* [EXERCISE DESCRIPTION] Word for word, restate the lines from the start of the data below through the line containing "kreedula: I was".

* [WORKING DATA]
PR #490, opened 2019-04-29
Allow a request MSAL Redirect URI to pass broker validation.

rpdome:
Allow a request MSAL Redirect URI to pass broker validation.

### DIFF
--- a/common/src/main/java/com/microsoft/identity/common/internal/broker/BrokerValidator.java
+++ b/common/src/main/java/com/microsoft/identity/common/internal/broker/BrokerValidator.java
@@ -200,14 +200,14 @@ public class BrokerValidator {
         return selfSignedCert;
     }
 
-
     public static boolean isValidBrokerRedirect(@Nullable final String redirectUri,
                                                 @NonNull final Context context,
-                                                @NonNull final String packageName){
+                                                @NonNull final String packageName,
+                                                @NonNull final String clientId){
         return !TextUtils.isEmpty(redirectUri) &&
-                redirectUri.equalsIgnoreCase(getBrokerRedirectUri(context, packageName));
+                    (redirectUri.equalsIgnoreCase(getBrokerRedirectUri(context, packageName)) ||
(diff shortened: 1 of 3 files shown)


common/src/main/java/com/microsoft/identity/common/internal/broker/BrokerValidator.java
```diff
@@ -222,4 +222,14 @@ public static String getBrokerRedirectUri(final Context context, final String pa
...
                 signatureDigest);
     }
+
+    /**
+     * Helper method to get MSAL Redirect Uri
+     *
+     * @param clientId
+     * @return String : MSAL Redirect Uri
+     */
+    public static String getMsalRedirectUri(@NonNull final String clientId){
```
kreedula: I was under the impression that MSAL with V2 broker's redirect URI should always be of the form msauth://<package_name>/<sign_hash>. Did the requirement change ?

rpdome: I'm not certain about this, but this redirect URL pattern is available as an option in the portal. We're also using it in the test app (which is why I was hitting this error).

Might be worth bringing this up during the standup.

iambmelt: The scheme suggested in the _new portal_ should now match the broker redirect uri

```
msauth://<package_name>/<signature_hash_decoded>
```

iambmelt: @danieldobalian can link to new docs

rpdome: Does this mean we're not supporting "msal" + clientId + "://auth"; anymore?

If yes, then I'll drop this PR.

kreedula: Yes that redirect is only supported for just standalone MSAL, not with broker.

PR #493, opened 2019-05-02
Changes to cancel an existing auth request if a new auth request is invoked by the app

kreedula:
- Removed previous timeout change in controllers as it's no longer needed.
- Introduced new error and error strings as needed.
- Removed a redundant constant class `UIResponse` in `AuthorizationStrategy` and replaced with `AuthenticationConstants.UIResponse`

### DIFF
--- a/common/src/main/java/com/microsoft/identity/common/internal/controllers/ApiDispatcher.java
+++ b/common/src/main/java/com/microsoft/identity/common/internal/controllers/ApiDispatcher.java
@@ -31,6 +31,7 @@ import com.microsoft.identity.common.exception.BaseException;
 import com.microsoft.identity.common.exception.UserCancelException;
 import com.microsoft.identity.common.internal.logging.DiagnosticContext;
 import com.microsoft.identity.common.internal.logging.Logger;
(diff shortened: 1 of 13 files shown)


common/src/main/java/com/microsoft/identity/common/internal/controllers/ApiDispatcher.java
```diff
@@ -56,6 +57,14 @@ public static void beginInteractive(final InteractiveTokenCommand command) {
                 "Beginning interactive request"
         );
         synchronized (sLock) {
+
+            if(!sInteractiveExecutor.isTerminated()){
```
iambmelt: Are we calling `shutdown()` or `shutdownNow()` anywhere?

kreedula: Actually this if loop is not needed, was part of my older change, missed to remove, we just have to send a broadcast and if there is an active `AuthorizationActivity` to will finish itself.

Updated it. Thanks Brian

kreedula:
Thanks @iambmelt

PR #499, opened 2019-05-08
Adds shared HttpResponseCache implementation to common

iambmelt:
Slated for `0.0.9-hf1` release.

Summary of changes:
- Introduces class `HttpCache` to handle bootstrapping/flushing of [`HttpResponseCache`](https://developer.android.com/reference/android/net/http/HttpResponseCache).
- Added in common to support eventual inclusion in MSAL/broker

Up next:
- ADAL integration in `1.16.2-hf1` release

Proposed usage in ADAL:
- Create cache in [`AuthenticationContext#initialize`](https://github.com/AzureAD/azure-activedirectory-library-for-android/blob/release/1.16.2-hf1/adal/src/main/java/com/microsoft/aad/adal/AuthenticationContext.java#L144-L161)
- [Flush cache](https://developer.android.com/reference/android/net/http/HttpResponseCache#flush()) after returning ATS result to caller?
    * Ideally, in the `finalize()` method of `AuthenticationContext` but the general consensus seems to be that it's a faux pas to override `finalize()`

Additional considerations:
- ADAL caches Instance Discovery Metadata in-memory already after loading. The optimization benefit in ADAL really comes through across app restarts. If the app is killed/restarted before the cache's `max-age` constraint is satisfied, then the Instance Discovery Metadata request can be serviced by the cache without a network round-trip. If restarts occur less frequently and `max-age` is frequently exceeded prior to initiating the Instance Discovery Metadata request, then I would expect no performance benefit.

### DIFF
--- a/common/src/main/java/com/microsoft/identity/common/internal/net/cache/HttpCache.java
+++ b/common/src/main/java/com/microsoft/identity/common/internal/net/cache/HttpCache.java
@@ -1,0 +1,124 @@
+//  Copyright (c) Microsoft Corporation.
+//  All rights reserved.
+//
+//  This code is licensed under the MIT License.
+//
+//  Permission is hereby granted, free of charge, to any person obtaining a copy
+//  of this software and associated documentation files(the "Software"), to deal
+//  in the Software without restriction, including without limitation the rights
+//  to use, copy, modify, merge, publish, distribute, sublicense, and / or sell
+//  copies of the Software, and to permit persons to whom the Software is
+//  furnished to do so, subject to the following conditions :
+//
+//  The above copyright notice and this permission notice shall be included in
+//  all copies or substantial portions of the Software.
+//
+//  THE SOFTWARE IS PROVIDED "AS IS", WITHOUT WARRANTY OF ANY KIND, EXPRESS OR
+//  IMPLIED, INCLUDING BUT NOT LIMITED TO THE WARRANTIES OF MERCHANTABILITY,
+//  FITNESS FOR A PARTICULAR PURPOSE AND NONINFRINGEMENT. IN NO EVENT SHALL THE
+//  AUTHORS OR COPYRIGHT HOLDERS BE LIABLE FOR ANY CLAIM, DAMAGES OR OTHER
+//  LIABILITY, WHETHER IN AN ACTION OF CONTRACT, TORT OR OTHERWISE, ARISING FROM,
+//  OUT OF OR IN CONNECTION WITH THE SOFTWARE OR THE USE OR OTHER DEALINGS IN
+//  THE SOFTWARE.
+package com.microsoft.identity.common.internal.net.cache;
+
+import android.net.http.HttpResponseCache;
+import android.support.annotation.NonNull;
+import android.support.annotation.Nullable;
+
+import com.microsoft.identity.common.internal.logging.Logger;
+
+import java.io.File;
+import java.io.IOException;
+
+/**
+ * Utility class for caching HTTP and HTTPS responses.
+ *
+ * @see HttpResponseCache
+ */
+public class HttpCache {
+
+    private static final String TAG = HttpCache.class.getSimpleName();
+
+    /**
+     * The default name of the HTTP/S cache on disk.
+     */
+    public static final String DEFAULT_HTTP_CACHE_NAME = "com.microsoft.identitiy.http-cache";
+
+    /**
+     * The default size of the HTTP/S cache on disk.
+     */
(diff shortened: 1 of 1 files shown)


common/src/main/java/com/microsoft/identity/common/internal/net/cache/HttpCache.java
```diff
@@ -0,0 +1,124 @@
...
+     * @param cacheDirectory The parent-directory in which the cache should reside.
+     * @param cacheFileName  The directory name for the HTTP cache.
+     * @param maxSizeBytes   The maximum allowed size of the cache. Once capacity is hit,
+     *                       entries are removed according to an LRU strategy.
+     * @return True if the cache was successfully installed. False otherwise.
+     */
+    public static boolean initialize(@NonNull final File cacheDirectory,
+                                     @NonNull final String cacheFileName,
+                                     final long maxSizeBytes) {
+        final String methondName = ":initialize (3 arg)";
```
Om83: Do we need to be more descriptive here ? So Instead of 3 args ,something like Directory,FileName and Size?

common/src/main/java/com/microsoft/identity/common/internal/net/cache/HttpCache.java
```diff
@@ -0,0 +1,124 @@
...
+        boolean success = true;
+
+        try {
+            final File httpCacheDir = new File(cacheDirectory, cacheFileName);
+            HttpResponseCache.install(httpCacheDir, maxSizeBytes);
+        } catch (IOException e) {
```
heidijinxujia: final

common/src/main/java/com/microsoft/identity/common/internal/net/cache/HttpCache.java
```diff
@@ -0,0 +1,124 @@
...
+     */
+    public static boolean initialize(@NonNull final File cacheDirectory,
+                                     @NonNull final String cacheFileName,
+                                     final long maxSizeBytes) {
+        final String methondName = ":initialize (3 arg)";
+        boolean success = true;
+
+        try {
+            final File httpCacheDir = new File(cacheDirectory, cacheFileName);
+            HttpResponseCache.install(httpCacheDir, maxSizeBytes);
```
heidijinxujia: It could be better if we set the success to true here.

common/src/main/java/com/microsoft/identity/common/internal/net/cache/HttpCache.java
shoatman: typo "methodName"

common/src/main/java/com/microsoft/identity/common/internal/net/cache/HttpCache.java
```diff
@@ -0,0 +1,124 @@
...
+    /**
+     * Initializes a new {@link HttpResponseCache} based on the supplied parameters.
+     *
+     * @param cacheDirectory The parent-directory in which the cache should reside.
+     * @param cacheFileName  The directory name for the HTTP cache.
+     * @param maxSizeBytes   The maximum allowed size of the cache. Once capacity is hit,
+     *                       entries are removed according to an LRU strategy.
+     * @return True if the cache was successfully installed. False otherwise.
+     */
+    public static boolean initialize(@NonNull final File cacheDirectory,
```
shoatman: Should cacheDirectory path be externally settable in this case?  I'm assuming this location is relative to the sandbox within which the app is running.  I'm actually wondering if all of these parameters should just be constants in the file.

common/src/main/java/com/microsoft/identity/common/internal/net/cache/HttpCache.java
```diff
@@ -0,0 +1,124 @@
...
+        final String methondName = ":initialize (3 arg)";
+        boolean success = true;
+
+        try {
+            final File httpCacheDir = new File(cacheDirectory, cacheFileName);
+            HttpResponseCache.install(httpCacheDir, maxSizeBytes);
+        } catch (IOException e) {
+            success = false;
+            Logger.error(
+                    TAG + methondName,
```
shoatman: typo

iambmelt:
Changing base branch to `release-candidate-0.0.10` under the assumption we want to ship this in v2 broker release + MSAL.

There will need to be additional integration PRs in MSAL and broker once this is merged. If we'd like to hold this change until  _after_ v2 goes live please chime in @shoatman @heidijinxujia @Om83

iambmelt:
I am going to close this PR and reopen with a different base branch. CR feedback will be resolved there and linked to the feedback provided in this PR.

PR #503, opened 2019-05-15
Adds shared HttpResponseCache implementation to common

iambmelt:
Summary of changes:
- Introduces class `HttpCache` to handle bootstrapping/flushing of [`HttpResponseCache`](https://developer.android.com/reference/android/net/http/HttpResponseCache).
- Added in common to support eventual inclusion in MSAL/broker

Proposed usage in ADAL:
- Create cache in [`AuthenticationContext#initialize`](https://github.com/AzureAD/azure-activedirectory-library-for-android/blob/release/1.16.2-hf1/adal/src/main/java/com/microsoft/aad/adal/AuthenticationContext.java#L144-L161)
- [Flush cache](https://developer.android.com/reference/android/net/http/HttpResponseCache#flush()) after returning ATS result to caller?
    * Ideally, in the `finalize()` method of `AuthenticationContext` but the general consensus seems to be that it's a faux pas to override `finalize()`

Proposed usage in MSAL:
- TBD

Additional considerations:
- ADAL caches Instance Discovery Metadata in-memory already after loading. The optimization benefit in ADAL really comes through across app restarts. If the app is killed/restarted before the cache's `max-age` constraint is satisfied, then the Instance Discovery Metadata request can be serviced by the cache without a network round-trip. If restarts occur less frequently and `max-age` is frequently exceeded prior to initiating the Instance Discovery Metadata request, then I would expect no performance benefit.

### DIFF
--- a/common/src/main/java/com/microsoft/identity/common/internal/net/cache/HttpCache.java
+++ b/common/src/main/java/com/microsoft/identity/common/internal/net/cache/HttpCache.java
@@ -63,13 +63,13 @@ public class HttpCache {
                                      @NonNull final String cacheFileName,
                                      final long maxSizeBytes) {
         final String methodName = ":initialize (3 arg)";
-        boolean success = true;
+        boolean success = false;
 
         try {
             final File httpCacheDir = new File(cacheDirectory, cacheFileName);
             HttpResponseCache.install(httpCacheDir, maxSizeBytes);
+            success = true;
         } catch (IOException e) {
-            success = false;
             Logger.error(
                     TAG + methodName,
                     "HTTP Response cache installation failed.",
--- a/common/src/main/java/com/microsoft/identity/common/internal/net/cache/HttpCache.java
+++ b/common/src/main/java/com/microsoft/identity/common/internal/net/cache/HttpCache.java
@@ -62,7 +62,7 @@ public class HttpCache {
     public static boolean initialize(@NonNull final File cacheDirectory,
                                      @NonNull final String cacheFileName,
                                      final long maxSizeBytes) {
-        final String methondName = ":initialize (3 arg)";
+        final String methodName = ":initialize (3 arg)";
         boolean success = true;
 
         try {
@@ -71,7 +71,7 @@ public class HttpCache {
         } catch (IOException e) {
             success = false;
             Logger.error(
-                    TAG + methondName,
+                    TAG + methodName,
                     "HTTP Response cache installation failed.",
                     e
             );
--- a/common/src/main/java/com/microsoft/identity/common/internal/net/cache/HttpCache.java
+++ b/common/src/main/java/com/microsoft/identity/common/internal/net/cache/HttpCache.java
@@ -62,7 +62,7 @@ public class HttpCache {
     public static boolean initialize(@NonNull final File cacheDirectory,
                                      @NonNull final String cacheFileName,
                                      final long maxSizeBytes) {
-        final String methodName = ":initialize (3 arg)";
+        final String methodName = ":initialize (File, Filename, Capacity)";
         boolean success = false;
 
         try {
--- a/common/src/main/java/com/microsoft/identity/common/internal/net/cache/HttpCache.java
+++ b/common/src/main/java/com/microsoft/identity/common/internal/net/cache/HttpCache.java
@@ -43,7 +43,7 @@ public class HttpCache {
     /**
      * The default name of the HTTP/S cache on disk.
      */
-    public static final String DEFAULT_HTTP_CACHE_NAME = "com.microsoft.identitiy.http-cache";
+    public static final String DEFAULT_HTTP_CACHE_NAME = "com.microsoft.identity.http-cache";
 
     /**
      * The default size of the HTTP/S cache on disk.
--- a/common/src/main/java/com/microsoft/identity/common/internal/net/cache/HttpCache.java
+++ b/common/src/main/java/com/microsoft/identity/common/internal/net/cache/HttpCache.java
@@ -1,0 +1,124 @@
+//  Copyright (c) Microsoft Corporation.
+//  All rights reserved.
+//
+//  This code is licensed under the MIT License.
+//
+//  Permission is hereby granted, free of charge, to any person obtaining a copy
+//  of this software and associated documentation files(the "Software"), to deal
+//  in the Software without restriction, including without limitation the rights
+//  to use, copy, modify, merge, publish, distribute, sublicense, and / or sell
+//  copies of the Software, and to permit persons to whom the Software is
+//  furnished to do so, subject to the following conditions :
+//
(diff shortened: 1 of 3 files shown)


common/src/main/java/com/microsoft/identity/common/internal/net/cache/HttpCache.java
```diff
@@ -0,0 +1,124 @@
...
+     * @param cacheDirectory The parent-directory in which the cache should reside.
+     * @param cacheFileName  The directory name for the HTTP cache.
+     * @param maxSizeBytes   The maximum allowed size of the cache. Once capacity is hit,
+     *                       entries are removed according to an LRU strategy.
+     * @return True if the cache was successfully installed. False otherwise.
+     */
+    public static boolean initialize(@NonNull final File cacheDirectory,
+                                     @NonNull final String cacheFileName,
+                                     final long maxSizeBytes) {
+        final String methondName = ":initialize (3 arg)";
```
iambmelt: See https://github.com/AzureAD/microsoft-authentication-library-common-for-android/pull/499#discussion_r282318843

common/src/main/java/com/microsoft/identity/common/internal/net/cache/HttpCache.java
```diff
@@ -0,0 +1,124 @@
...
+        boolean success = true;
+
+        try {
+            final File httpCacheDir = new File(cacheDirectory, cacheFileName);
+            HttpResponseCache.install(httpCacheDir, maxSizeBytes);
+        } catch (IOException e) {
```
iambmelt: See https://github.com/AzureAD/microsoft-authentication-library-common-for-android/pull/499#discussion_r282605114

common/src/main/java/com/microsoft/identity/common/internal/net/cache/HttpCache.java
```diff
@@ -0,0 +1,124 @@
...
+     */
+    public static boolean initialize(@NonNull final File cacheDirectory,
+                                     @NonNull final String cacheFileName,
+                                     final long maxSizeBytes) {
+        final String methondName = ":initialize (3 arg)";
+        boolean success = true;
+
+        try {
+            final File httpCacheDir = new File(cacheDirectory, cacheFileName);
+            HttpResponseCache.install(httpCacheDir, maxSizeBytes);
```
iambmelt: See https://github.com/AzureAD/microsoft-authentication-library-common-for-android/pull/499#discussion_r282605483

common/src/main/java/com/microsoft/identity/common/internal/net/cache/HttpCache.java
iambmelt: See https://github.com/AzureAD/microsoft-authentication-library-common-for-android/pull/499#discussion_r284410899

common/src/main/java/com/microsoft/identity/common/internal/net/cache/HttpCache.java
```diff
@@ -0,0 +1,124 @@
...
+    /**
+     * Initializes a new {@link HttpResponseCache} based on the supplied parameters.
+     *
+     * @param cacheDirectory The parent-directory in which the cache should reside.
+     * @param cacheFileName  The directory name for the HTTP cache.
+     * @param maxSizeBytes   The maximum allowed size of the cache. Once capacity is hit,
+     *                       entries are removed according to an LRU strategy.
+     * @return True if the cache was successfully installed. False otherwise.
+     */
+    public static boolean initialize(@NonNull final File cacheDirectory,
```
iambmelt: See https://github.com/AzureAD/microsoft-authentication-library-common-for-android/pull/499#discussion_r284411342

common/src/main/java/com/microsoft/identity/common/internal/net/cache/HttpCache.java
```diff
@@ -0,0 +1,124 @@
...
+        final String methondName = ":initialize (3 arg)";
+        boolean success = true;
+
+        try {
+            final File httpCacheDir = new File(cacheDirectory, cacheFileName);
+            HttpResponseCache.install(httpCacheDir, maxSizeBytes);
+        } catch (IOException e) {
+            success = false;
+            Logger.error(
+                    TAG + methondName,
```
iambmelt: See https://github.com/AzureAD/microsoft-authentication-library-common-for-android/pull/499#discussion_r284411585

iambmelt: Resolved in 6f00685036fdcf44f45e4ca7128018af692084f5

common/src/main/java/com/microsoft/identity/common/internal/net/cache/HttpCache.java
iambmelt: Resolved in 6f00685036fdcf44f45e4ca7128018af692084f5

common/src/main/java/com/microsoft/identity/common/internal/net/cache/HttpCache.java
iambmelt: Sure

iambmelt: Resolved in f124f5b1d98ffb555720e2b65e71766d2cc8c9a6

common/src/main/java/com/microsoft/identity/common/internal/net/cache/HttpCache.java
iambmelt: Resolved in bb1ed11592fd511b4a65f53818833aedc42dd56e

common/src/main/java/com/microsoft/identity/common/internal/net/cache/HttpCache.java
iambmelt: Resolved in fd2effd6de09fbee23697428930e459adb5abcc0

common/src/main/java/com/microsoft/identity/common/internal/net/cache/HttpCache.java
iambmelt: I'm thinking this should stay as-is... I plan to invoke this new API from `AuthenticationContext` and `PublicClientApplication` in the following way...

```java
HttpCache.initialize(context.getCacheDir());
```

Since a `Context` is required to get access to the `cacheDir`, I'd like for us to not _have_ to pass in an entire context when only the target directory is required.

iambmelt:
Ready for another round of review - feedback resolved/replied to accordingly.

Please note the base/target branch has changed to point to `release-candidate-0.0.10`

@Om83 @shoatman @heidijinxujia

iambmelt:
I should mention, `/token` responses are caching-safe, as they are transmitted with: 
`Cache-Control: no-cache, no-store`

PR #504, opened 2019-05-16
Pass claims in non-joined acquireTokenSilent call

rpdome:
Found this issue in the Authenticator app bug bash.

Here's the scenario.
1. Authenticator app NGC registration requires deviceid + ngcmfa claims.
2. NGC registration was successfully performed.
3. WPJ was unregistered.
4. Tried NGC registration again. Since WPJ is gone, it would fall back to the non-joined flow.
5. The non-joined flow will try to use existing RT. Since it's not passing the claim this time, Broker will return an AT that AuthApp can't use. Therefore the flow will fail.


rpdome:
Thanks!

PR #513, opened 2019-06-03
Fix an issue where V1 Id token needs to be returned

kreedula:


common/src/androidTest/java/com/microsoft/identity/common/MsalOAuth2TokenCacheTest.java
```diff
@@ -323,6 +323,41 @@ public void saveTokensV1Compat() throws ClientException {
         assertEquals(defaultTestBundleV1.mGeneratedIdToken, ids.get(0));
     }
 
+    @Test
+    public void saveTokensOverloadMethodV1Compat() {
+        // This test asserts that if an IdToken is returned in the v1 format (broker cases),
+        // it is saved property.
```
iambmelt: super nit `properly`

kreedula:
Issue for unit test : https://github.com/AzureAD/microsoft-authentication-library-common-for-android/issues/514

common/src/main/java/com/microsoft/identity/common/internal/cache/MsalOAuth2TokenCache.java
```diff
@@ -25,6 +25,7 @@
 import android.content.Context;
 import android.support.annotation.NonNull;
 import android.support.annotation.Nullable;
+import android.support.annotation.VisibleForTesting;
```
iambmelt: We can remove this until a test is added

PR #515, opened 2019-06-04
Add the adapter between cache record list and bundle

heidijinxujia:


common/src/main/java/com/microsoft/identity/common/internal/result/MsalBrokerResultAdapter.java
```diff
@@ -392,38 +393,40 @@ private ServiceException getServiceException(@NonNull final BrokerResult brokerR
...
-     * @return List of AccountRecord
+     * @return List of CacheRecord
      */
-    public static List<AccountRecord> getAccountRecordListFromBundle(@NonNull final Bundle bundle) {
+    public static List<ICacheRecord> getCacheRecordListFromBundle(@NonNull final Bundle bundle) {
         final ArrayList<String> accountsList = bundle.getStringArrayList(BROKER_ACCOUNTS);
-        final List<AccountRecord> result = new ArrayList<>();
-        if (accountsList == null) {
+        final List<ICacheRecord> result = new ArrayList<>();
+        if (accountsList == null || accountsList.isEmpty()) {
```
iambmelt: `null` here seems distinctly different than empty....

Receiving `null` in this case would signal a bug, correct? If yes, let's `throw` some meaningful Exception.

Empty to me says: no accounts were found

iambmelt: We could change this check to just be:

```java
if (accountsList == null) {
    // ...
}
```

Since the `foreach` loop will basically skip over an empty `List`

common/src/main/java/com/microsoft/identity/common/internal/result/MsalBrokerResultAdapter.java
```diff
@@ -322,36 +323,39 @@ private ServiceException getServiceException(@NonNull final BrokerResult brokerR
...
+        ArrayList<String> cacheRecordString = new ArrayList<>();
+        if (records != null && !records.isEmpty()) {
+            for (ICacheRecord record : records) {
+                final String recordInGson = new Gson().toJson(record, CacheRecord.class);
+                cacheRecordString.add(recordInGson);
+            }
         }
 
-        resultBundle.putStringArrayList(BROKER_ACCOUNTS, accountRecordString);
+        resultBundle.putStringArrayList(BROKER_ACCOUNTS, cacheRecordString);
```
iambmelt: Can we make this implementation match: https://github.com/AzureAD/microsoft-authentication-library-common-for-android/pull/520/files#diff-44f2260eafcc843207898d147d7285beR388 ?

* [RESULT OF THIS EXERCISE]
PR #490, opened 2019-04-29
Allow a request MSAL Redirect URI to pass broker validation.

rpdome:
Allow a request MSAL Redirect URI to pass broker validation.

### DIFF
--- a/common/src/main/java/com/microsoft/identity/common/internal/broker/BrokerValidator.java
+++ b/common/src/main/java/com/microsoft/identity/common/internal/broker/BrokerValidator.java
@@ -200,14 +200,14 @@ public class BrokerValidator {
         return selfSignedCert;
     }
 
-
     public static boolean isValidBrokerRedirect(@Nullable final String redirectUri,
                                                 @NonNull final Context context,
-                                                @NonNull final String packageName){
+                                                @NonNull final String packageName,
+                                                @NonNull final String clientId){
         return !TextUtils.isEmpty(redirectUri) &&
-                redirectUri.equalsIgnoreCase(getBrokerRedirectUri(context, packageName));
+                    (redirectUri.equalsIgnoreCase(getBrokerRedirectUri(context, packageName)) ||
(diff shortened: 1 of 3 files shown)


common/src/main/java/com/microsoft/identity/common/internal/broker/BrokerValidator.java
```diff
@@ -222,4 +222,14 @@ public static String getBrokerRedirectUri(final Context context, final String pa
...
                 signatureDigest);
     }
+
+    /**
+     * Helper method to get MSAL Redirect Uri
+     *
+     * @param clientId
+     * @return String : MSAL Redirect Uri
+     */
+    public static String getMsalRedirectUri(@NonNull final String clientId){
```
kreedula: I was under the impression that MSAL with V2 broker's redirect URI should always be of the form msauth://<package_name>/<sign_hash>. Did the requirement change ?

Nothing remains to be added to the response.